* _Exercise input_

↓

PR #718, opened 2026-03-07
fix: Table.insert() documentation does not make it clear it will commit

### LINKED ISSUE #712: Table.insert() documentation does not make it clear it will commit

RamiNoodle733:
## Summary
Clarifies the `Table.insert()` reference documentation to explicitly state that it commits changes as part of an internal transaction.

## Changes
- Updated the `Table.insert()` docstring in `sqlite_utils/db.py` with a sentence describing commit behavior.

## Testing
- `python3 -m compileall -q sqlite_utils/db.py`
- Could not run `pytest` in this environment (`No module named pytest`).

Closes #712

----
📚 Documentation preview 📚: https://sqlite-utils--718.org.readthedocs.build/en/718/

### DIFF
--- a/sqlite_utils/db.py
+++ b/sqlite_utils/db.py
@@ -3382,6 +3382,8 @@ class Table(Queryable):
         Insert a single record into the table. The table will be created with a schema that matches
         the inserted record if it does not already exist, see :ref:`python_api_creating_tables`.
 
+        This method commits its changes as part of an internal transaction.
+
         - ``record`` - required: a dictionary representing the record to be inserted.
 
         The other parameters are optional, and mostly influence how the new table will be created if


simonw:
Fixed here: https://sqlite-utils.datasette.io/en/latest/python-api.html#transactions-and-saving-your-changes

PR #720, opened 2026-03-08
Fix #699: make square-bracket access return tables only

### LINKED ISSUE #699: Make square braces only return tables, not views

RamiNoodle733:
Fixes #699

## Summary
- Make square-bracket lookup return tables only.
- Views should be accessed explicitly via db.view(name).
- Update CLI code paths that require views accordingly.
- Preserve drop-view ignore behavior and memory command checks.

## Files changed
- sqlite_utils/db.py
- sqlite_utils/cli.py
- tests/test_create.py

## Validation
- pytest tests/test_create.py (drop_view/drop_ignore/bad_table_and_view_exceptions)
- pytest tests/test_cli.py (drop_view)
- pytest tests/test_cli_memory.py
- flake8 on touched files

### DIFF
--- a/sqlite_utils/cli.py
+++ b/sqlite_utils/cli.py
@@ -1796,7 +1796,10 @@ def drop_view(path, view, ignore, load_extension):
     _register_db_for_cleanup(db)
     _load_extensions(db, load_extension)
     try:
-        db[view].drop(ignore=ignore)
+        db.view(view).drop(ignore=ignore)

↑
↓

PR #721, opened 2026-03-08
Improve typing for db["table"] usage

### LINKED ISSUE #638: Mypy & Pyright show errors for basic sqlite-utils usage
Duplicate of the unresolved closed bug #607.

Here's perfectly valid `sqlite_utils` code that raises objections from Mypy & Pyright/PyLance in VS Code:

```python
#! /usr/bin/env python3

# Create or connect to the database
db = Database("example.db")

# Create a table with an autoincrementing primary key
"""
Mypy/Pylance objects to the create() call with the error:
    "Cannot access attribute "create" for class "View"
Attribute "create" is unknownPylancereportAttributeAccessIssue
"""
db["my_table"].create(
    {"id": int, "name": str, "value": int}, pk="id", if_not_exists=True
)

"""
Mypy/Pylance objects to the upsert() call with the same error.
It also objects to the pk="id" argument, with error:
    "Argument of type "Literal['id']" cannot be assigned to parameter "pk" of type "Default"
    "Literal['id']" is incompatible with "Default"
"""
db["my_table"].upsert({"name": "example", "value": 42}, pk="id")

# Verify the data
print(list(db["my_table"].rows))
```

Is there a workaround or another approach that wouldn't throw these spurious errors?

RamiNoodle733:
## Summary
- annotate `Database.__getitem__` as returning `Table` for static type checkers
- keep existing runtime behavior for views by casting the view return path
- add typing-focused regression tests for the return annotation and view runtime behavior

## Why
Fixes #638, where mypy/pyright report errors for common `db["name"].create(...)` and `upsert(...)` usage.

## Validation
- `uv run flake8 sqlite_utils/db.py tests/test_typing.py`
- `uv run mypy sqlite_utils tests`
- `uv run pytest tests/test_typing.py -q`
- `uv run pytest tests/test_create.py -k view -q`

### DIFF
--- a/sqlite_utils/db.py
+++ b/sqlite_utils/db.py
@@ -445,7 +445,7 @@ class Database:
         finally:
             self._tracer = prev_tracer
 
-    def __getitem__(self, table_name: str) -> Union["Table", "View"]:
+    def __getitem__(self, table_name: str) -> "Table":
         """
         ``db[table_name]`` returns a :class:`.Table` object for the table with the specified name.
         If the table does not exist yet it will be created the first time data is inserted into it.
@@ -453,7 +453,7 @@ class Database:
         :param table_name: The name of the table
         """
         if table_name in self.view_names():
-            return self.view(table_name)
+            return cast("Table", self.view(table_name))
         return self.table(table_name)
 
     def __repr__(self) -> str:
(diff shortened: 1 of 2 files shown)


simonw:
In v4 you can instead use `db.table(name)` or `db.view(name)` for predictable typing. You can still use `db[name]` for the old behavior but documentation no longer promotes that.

↑

* _Problem to solve_
Using the listing above, copy exactly the line that contains "PR #718, opened 2026-03-07", the line that contains "- Update CLI", and each line that falls between them.

* _Solution_
PR #718, opened 2026-03-07
fix: Table.insert() documentation does not make it clear it will commit

### LINKED ISSUE #712: Table.insert() documentation does not make it clear it will commit

RamiNoodle733:
## Summary
Clarifies the `Table.insert()` reference documentation to explicitly state that it commits changes as part of an internal transaction.

## Changes
- Updated the `Table.insert()` docstring in `sqlite_utils/db.py` with a sentence describing commit behavior.

## Testing
- `python3 -m compileall -q sqlite_utils/db.py`
- Could not run `pytest` in this environment (`No module named pytest`).

Closes #712

----
📚 Documentation preview 📚: https://sqlite-utils--718.org.readthedocs.build/en/718/

### DIFF
--- a/sqlite_utils/db.py
+++ b/sqlite_utils/db.py
@@ -3382,6 +3382,8 @@ class Table(Queryable):
         Insert a single record into the table. The table will be created with a schema that matches
         the inserted record if it does not already exist, see :ref:`python_api_creating_tables`.
 
+        This method commits its changes as part of an internal transaction.
+
         - ``record`` - required: a dictionary representing the record to be inserted.
 
         The other parameters are optional, and mostly influence how the new table will be created if


simonw:
Fixed here: https://sqlite-utils.datasette.io/en/latest/python-api.html#transactions-and-saving-your-changes

PR #720, opened 2026-03-08
Fix #699: make square-bracket access return tables only

### LINKED ISSUE #699: Make square braces only return tables, not views

RamiNoodle733:
Fixes #699

## Summary
- Make square-bracket lookup return tables only.
- Views should be accessed explicitly via db.view(name).
- Update CLI code paths that require views accordingly.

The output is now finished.